The tensile stress field that initiated the
fractures defined the geometrical dual of the
fracture tessellation (an icosadeltahedron),
for which each vertex corresponds to a face,
and each face to a vertex. The stress field
appears to have been self-organized by the pre-existing
geometry of Gondwana, with tensile hoop-stress
along the passive northern boundary. Regularly-spaced
radial fractures abutted the northern boundary
orthogonally, showing that it acted as a free
surface; these defined the lateral edges of
Australia, India, Arabia, Libya, and northwest
Africa. The polygonal fracture network was symmetrical
about the African geoid bulge when Gondwana
is restored to its Triassic locus. These observations
are consistent with the hypothesis of Anderson
(1982) that Gondwana insulated its underlying
mantle, leading to thermal expansion, uplift
of the African geoid bulge, and fracturing as
Gondwana stretched to accommodate an increased
radius of curvature. The uplift and fracturing
may have culminated during the Triassic marine
lowstand. The fragments then drifted off the
thermal bulge due to plate tectonic demands,
with secondary rifting, large igenous province
eruptions, and lingering hotspot activity. These
observations favor Anderson’s top-down
PLATE paradigm for
the tectonic control of continental breakup
and associated large igneous provinces and hot
spots, and they argue against the deep-mantle-plume
paradigm.
Introduction
While it is generally
agreed that supercontinents break apart and
re-assemble in a grand tectonic cycle, much
controversy surrounds the initiation of the
breakup phase of the cycle (Foulger
et al.,
2005). Following an original idea by J.T.
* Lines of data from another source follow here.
PR #21330, opened 2024-11-13
change mode on click\fix formatting

0xRe1nk0:


OsmAnd/src/net/osmand/plus/views/mapwidgets/configure/dialogs/AddWidgetFragment.java
```diff
@@ -163,6 +163,7 @@ private void setupContent() {
 		List<WidgetType> widgets = widgetsDataHolder.getWidgetsList();
 		AidlMapWidgetWrapper aidlWidgetData = widgetsDataHolder.getAidlWidgetData();
 		if (widgets != null) {
+			widgets.sort((w1, w2) -> app.getString(w1.titleId).compareTo(app.getString(w2.titleId)));
```
Chumva, line 166: Better to use collator.compare() (OsmAndCollator.primaryCollator())

OsmAnd/src/net/osmand/plus/plugins/odb/OBDRemainingFuelWidget.kt
```diff
@@ -103,5 +115,10 @@ class OBDRemainingFuelWidget(
 				return app.getString(R.string.percent_unit)
 			}
 		}
+
+		fun next(): RemainingFuelMode {
```
Chumva, line 119: We have several enums with the same code, assuming that we slowly increase kotlin usage we could add universal methods for enums, something like this - package net.osmand.plus.utils

inline fun <reified T : Enum<T>> T.next(): T {
	val values = enumValues<T>()
	return values[(ordinal + 1) % values.size]
}

inline fun <reified T : Enum<T>> T.previous(): T {
	val values = enumValues<T>()
	return values[(ordinal - 1 + values.size) % values.size]
}

OsmAnd/src/net/osmand/plus/utils/OsmAndFormatter.java
```diff
@@ -160,15 +160,15 @@ public static String getFormattedTimeShort(long seconds, boolean useCurrentTime)
...
-	public static String getFormattedTimeShort(long seconds, boolean useCurrentTime, boolean shouldShowDay) {
+	public static String getFormattedTimeShort24(long seconds, boolean useCurrentTime, boolean shouldShowDay) {
 		Calendar calendar = Calendar.getInstance();
 		if (useCurrentTime) {
 			calendar.setTimeInMillis(System.currentTimeMillis() + seconds * 1000);
 		} else {
 			calendar.setTimeInMillis(seconds * 1000);
 		}
 		Date date = calendar.getTime();
-		String formattedTime = shortTimeFormatter.format(date, twelveHoursFormat);
```
Chumva, line 171: Won't this break something in UI?

PR #21366, opened 2024-11-18
Fix not all obd widgets added via reorder widgets fragment

0xRe1nk0:


OsmAnd/src/net/osmand/plus/plugins/odb/VehicleMetricsPlugin.kt
```diff
@@ -139,6 +139,21 @@ class VehicleMetricsPlugin(app: OsmandApplication) : OsmandPlugin(app), OBDReadS
 		val engineCoolantTempWidget: MapWidget =
 			createMapWidgetForParams(mapActivity, WidgetType.OBD_ENGINE_COOLANT_TEMP)
 		widgetsInfos.add(creator.createWidgetInfo(engineCoolantTempWidget))
+		val engineRuntimeWidget: MapWidget =
```
Chumva, line 142: Can we make widgets dynamic here based on WidgetType? add something like WidgetType.getObdTypes()

PR #21380, opened 2024-11-19
delayed switch app profile

0xRe1nk0:


OsmAnd/src/net/osmand/plus/settings/backend/OsmandSettings.java
```diff
@@ -446,22 +448,57 @@ public boolean switchAppModeToPrevious() {
...
-			ctx.showShortToastMessage(message);
-			return true;
+		return enabledModes.get(indexOfNext);
+	}
+
+	private final Handler delayedSwitchProfileHandler = new Handler();
+	private ApplicationMode delayedSwitchProfile;
+	private Toast delayedSwitchProfileToast;
+
+	public void delayedSwitchAppMode(boolean next) {
```
Chumva, line 477: Probably better to store this behaviour in quick action, because we need it only there

PR #21391, opened 2024-11-20
review fix

0xRe1nk0:


OsmAnd/src/net/osmand/plus/plugins/monitoring/VehicleMetricsRecordingAdapter.java
```diff
@@ -199,6 +203,13 @@ public void bindView(@NonNull VehicleMetricsRecordingCategory category) {
 			int dp36 = getDimen(app, R.dimen.showAllButtonHeight);
 			itemView.setMinimumHeight(dp36);
 			textView.setText(category.titleId);
+
+			LinearLayout.LayoutParams currentImageParams = (LinearLayout.LayoutParams) imageView.getLayoutParams();
+			int size = app.getResources().getDimensionPixelSize(R.dimen.standard_icon_size);
+			LinearLayout.LayoutParams params = new LinearLayout.LayoutParams(size, size);
```
Chumva, line 209: We could reuse same params, just update it

OsmAnd/src/net/osmand/plus/plugins/monitoring/MonitoringSettingsFragment.java
```diff
@@ -272,12 +272,18 @@ private void setupShowTripRecNotificationPref() {
 
 	public void setupObdRecordingPref() {
 		Preference preference = findPreference(RECORD_OBD_DATA);
+
+		@ColorRes int iconColor = isNightMode() ? R.color.icon_color_default_light : R.color.icon_color_default_dark;
```
Chumva, line 276: its ok, but annotations in local variables make code harder to read (if there are many of them)

PR #21399, opened 2024-11-20
Fix AA navigation restored started on the phone

vshcherb:


OsmAnd/src/net/osmand/plus/auto/NavigationSession.java
```diff
@@ -415,17 +419,23 @@ public boolean requestLocationNavigation() {
...
+			Screen top = screenManager.getTop();
+			if (top instanceof NavigationScreen) {
+				return;
+			}
+		}
 		if (navigationScreen == null) {
 			navigationScreen = new NavigationScreen(getCarContext(), settingsAction, this);
 			navigationCarSurface.setCallback(navigationScreen);
 		}
+		startCarNavigation();
```
vshcherb, line 434: Is it correct?

Issue #21362, opened 2024-11-17
Fix shields & destination in widgets (Android & iOS)


vshcherb:
- [ ] Duplicate shields (from destination:ref and ref) are displayed
- [ ] Destination:ref causes empty commas in Destination. 

Solution: destination:ref should be combined with ref and used a common united set.

Should be tested with:
- Current Street Widget 
- AA / CarPlay Widget 
- Next turn Widget 
- Route Details
- Voice instruction

----------
`4.8.4`
`OsmAnd~ 5.0.0#3746m, Released: 2024-11-18`

[OsmAnd](https://osmand.net/map/search/#17/51.28857/22.44057)
[OSM](https://www.openstreetmap.org/search?query=51.2871697317902%2C%2022.444053620061002#map=17/51.287104/22.445229)
`51.2871697317902, 22.444053620061002`

Duplicate names in Street name widget - Shields duplicate with names. 51.29146 22.43126

<table style="width:100%">
  <tr>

Wilson (1963), the deep-mantle-plume paradigm
predicts that superadiabatic plumes rising from
the core-mantle boundary drive continental breakup
(Morgan, 1981; Campbell, 2001).
It proposes that the heads of deep mantle plumes
collect at the base of the lithosphere and form
broad domes that split into radiating rifts
(Storey et al., 2001). The plume heads
may then erupt large igneous provinces (LIPs)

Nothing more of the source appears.